PROBLEM: All of the data below must be repeated exactly.
◇ ◇ ◇
PR #3014, opened 2023-02-01
Move measure-config to the bottom of the list

mikem-zed:
It would be quite risky to fix the original issue because a lot of logic must be moved  

This is not really and issue but I have created a PR to move measure-config down in the list

### DIFF
--- a/images/rootfs.yml.in
+++ b/images/rootfs.yml.in
@@ -36,15 +36,17 @@ onboot:
   # kdump goes strictly after storage-init
   - name: kdump
     image: KDUMP_TAG
-  - name: measure-config
-    image: MEASURE_CONFIG_TAG
   # If you change the order of pillar-onboot don't forget to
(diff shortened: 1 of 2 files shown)


shjala:
Error is still present.

eriknordmark (approved):
A yetus blanks item to fix, otherwise LGTM

mikem-zed:
> A yetus blanks item to fix, otherwise LGTM

this change doesn't fix a problem completely because we generate certificates on TPM when pillar starts. so this bug was always here. However we do not run live images in production so we never seen it before

eriknordmark:
> this change doesn't fix a problem completely because we generate certificates on TPM when pillar starts. so this bug was always here. However we do not run live images in production so we never seen it before

OK, but this order still makes more sense to me.
FWIW there is a yetus blanks complaint to fix, then we can merge this.

eriknordmark (approved):
LGTM but some blanks complaints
◇ ◇ ◇
EXPECTED ANSWER:
PR #3014, opened 2023-02-01
Move measure-config to the bottom of the list

mikem-zed:
It would be quite risky to fix the original issue because a lot of logic must be moved  

This is not really and issue but I have created a PR to move measure-config down in the list

### DIFF
--- a/images/rootfs.yml.in
+++ b/images/rootfs.yml.in
@@ -36,15 +36,17 @@ onboot:
   # kdump goes strictly after storage-init
   - name: kdump
     image: KDUMP_TAG
-  - name: measure-config
-    image: MEASURE_CONFIG_TAG
   # If you change the order of pillar-onboot don't forget to
(diff shortened: 1 of 2 files shown)


shjala:
Error is still present.

eriknordmark (approved):
A yetus blanks item to fix, otherwise LGTM

mikem-zed:
> A yetus blanks item to fix, otherwise LGTM

this change doesn't fix a problem completely because we generate certificates on TPM when pillar starts. so this bug was always here. However we do not run live images in production so we never seen it before

eriknordmark:
> this change doesn't fix a problem completely because we generate certificates on TPM when pillar starts. so this bug was always here. However we do not run live images in production so we never seen it before

OK, but this order still makes more sense to me.
FWIW there is a yetus blanks complaint to fix, then we can merge this.

eriknordmark (approved):
LGTM but some blanks complaints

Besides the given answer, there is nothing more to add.